Benjamin Franklin (1706-1790)

Last week The Shadow League posed a question of the President of the United States that any conscientious press organization should be asking. A question regarding how the policies of Barack Obama’s administration have affected the lives of Black Americans since he was elected in 2008. 

Mr. Obamas policies will be juxtaposed against the current state of the Black community via statistics that are reflective of factors in education, law enforcement & corrections, housing, poverty, civil rights, health care and employment.

In the first installment the focus was on education, law enforcement and corrections. Today we will examine Obama initiatives and their effect in regards to housing (home ownership, homelessness) and poverty.

So with the legacy of the freedom fighters who bled for my ancestors fueling me, and the duty provided to me by the First Amendment of the Constitution as a conscientious member of the press, I continue with our second installment in our three-part Bro-Bama series.

Housing:

Seeking suitable shelter has been a top priority for African Americans since before the Emancipation Proclamation. From runaway slaves, to railroad agreements that eroded once promising Black enclaves to the Great Northern Migration, discriminatory housing practices and other laws that hoarded low income Blacks into the slums and projects, Blacks in America have always been presented with far fewer suitable housing options than their Euro-American counterparts. Today this quandary is more obscene than ever. Nearly half (45 percent) of all poor Black children live in communities that are resource-starved compared to only 12 percent of poor White children.

Image title

Additionally, according to the United States Census of 2012, only 33 percent of African Americans own the home they live in compared to 64 percent of other races. Also, only 36 percent of other households rent their homes while African Americans rent 67 percent of the dwellings they reside in.

The costs for maintaining said households is often more than the recommended marker of 30 percent of household income for 44 percent of Black residents compared to 34 percent for Whites. Also, homes owned by Black people were worth $50,000 less on average.
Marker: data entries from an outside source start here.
PR #195, opened 2021-06-17
improve squeeze param check

jonsneyers:
Squeeze params were checked before the loop, which wasn't quite correct, since the number of channels changes during the loop that came after the check. This meant that custom squeeze params that would do squeezes on channels that don't exist yet before the loop would not be allowed (both in the encoder and in the decoder), while it could actually be a valid bitstream.

This PR puts the check inside the loop instead, so it checks things w.r.t. the actual channel vector at that point in the squeeze steps series.

The default squeeze params (which is the only thing the encoder currently uses) are not affected by this, because that always passes the too-strict check too. But valid custom squeeze params could lead to decode error.


veluca93 (approved):

jonsneyers:
@deymo you may want to cherrypick this one too for 0.4.

PR #196, opened 2021-06-17
Avoid %zu in cjxl_main.cc

deymo:
Printing size_t with printf requires a different format string depending
on the library. Other projects use macros like PRIuS similar to PRIu32
and PRIu64.

To workaround the issue we print a long long unsigned instead in this
case.

### DIFF
--- a/tools/cjxl_main.cc
+++ b/tools/cjxl_main.cc
@@ -105,9 +105,9 @@ int CompressJpegXlMain(int argc, const char* argv[]) {
       const size_t pixels = io.xsize() * io.ysize();
       const double bpp =
           static_cast<double>(compressed.size() * jxl::kBitsPerByte) / pixels;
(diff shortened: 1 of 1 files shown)


eustas (approved):

jonsneyers:
There are quite a lot of other cases of size_t being printed with `%zu`, e.g. https://github.com/libjxl/libjxl/blob/main/tools/cjxl.cc#L821

Might be worth checking all occurrences of `%zu` because I suspect most of them would refer to a size_t variable.

deymo:
Yeah, we would need a better solution; this is to fix the builder.
The library really shouldn't print anything unless you are debugging it.

jonsneyers:
It's a bit strange that the %zu size_t that cjxl prints just a little bit earlier doesn't cause trouble though...

deymo:
We might be missing some include or macro in this file. I don't think it is worth looking into it.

As has been so readily hammered into the minds of many Americans, home ownership is a grand part of the American dream.” Semantics aside, home ownership can serve as an invaluable asset, a source of income via escrow or provide rental income and can also serve as a possible inheritance as well.

Image title

In her 2012 article in Forbes magazine titled How Home Ownership Keeps Blacks Poorer Than Whites, Emory University Law School professor of tax law Dorothy Brown writes:

Research shows that the value of homes in majority black neighborhoods do not appreciate as much as homes in overwhelmingly white neighborhoods. This appreciation gap begins whenever a neighborhood is more than 10% black, and it increases right along with the percentage of black homeowners. Yet most blacks decide to live in majority minority neighborhoods, while most whites live in overwhelmingly white neighborhoods.
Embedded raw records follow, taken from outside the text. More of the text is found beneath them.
PR #198, opened 2021-06-17
push global RCT to groups if possible, parallelize otherwise

jonsneyers:
Makes global RCTs a bit faster (as e.g. used at fast modular speed settings like thunder and falcon).

Introduces a list of global transforms that are applied immediately after decoding each group instead of during finalization. For now only RCTs are moved from the global image to that list, could later add non-delta-palette transforms (channel palettes or simple color palettes) too. @veluca93 : this might be a start for a memory reduction by skipping the global image in case there are no global transforms left at that point.

In case there are still global RCTs left (e.g. when the global RCT is followed by a global squeeze or delta palette), use threads.

About 5% speedup of modular thunder decoding:
before: 4064 x 2704, geomean: 47.28 MP/s [38.06, 49.52], 30 reps, 4 threads.
after: 4064 x 2704, geomean: 49.72 MP/s [40.32, 52.68], 30 reps, 4 threads.

### DIFF
--- a/lib/jxl/dec_modular.cc
+++ b/lib/jxl/dec_modular.cc
@@ -24,6 +24,8 @@
 #include "lib/jxl/epf.h"
 #include "lib/jxl/modular/encoding/encoding.h"
 #include "lib/jxl/modular/modular_image.h"
+#include "lib/jxl/modular/transform/transform.h"
+
 HWY_BEFORE_NAMESPACE();
 namespace jxl {
 namespace HWY_NAMESPACE {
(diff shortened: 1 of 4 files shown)


veluca93 (dismissed):

veluca93 (approved):

eustas:
@jonsneyers : it seems that this PR causes benchmark pipeline failures: `jxl:m:cheetah:P6 failed to decompress encoded image. Original source: /tmp/tmp.dvO3hD76wF/bench2.png` and other errors

jonsneyers:
Please revert then for now, I will look at it on Monday.

jonsneyers:
The issue was with the case where first a channel palette is done, then an RCT. It would then push that RCT to the groups, which could be done in principle but it's a bit more complicated since the channel indices in the groups are just the usual 0-2 while in the full_image the RCT is done on channels 2-4 (it did channel palette on two channels, which adds two metachannels with the palettes, but in the groups those are not visible).

In general the channel indices will always be messed up with any non-RCT transform that gets done before the RCT, so for now I"ll just only do it when there's only a global RCT and no other global transforms.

If you think this is about class and not race, you are wrong. A 2001 Brookings Institution study showed that wealthy minority neighborhoods had less home value per dollar of income than wealthy white neighborhoods. The same study concluded that poor white neighborhoods had more home value per income than poor minority neighborhoods.

Professor Brown is alluding to is the manner in which racism permeates the home buying experience for the vast majority of Black people, regardless of the buyers being rich or poor. The only discernible correlation in the decrease in value for Black-owned homes is that theyre owned by Black people living in predominately Black communities.

Additionally, Whites who live in Black neighborhoods, be they working class, middle class or wealthy, will also find the value of their homes are depreciated simply because the neighborhood they reside in is Black.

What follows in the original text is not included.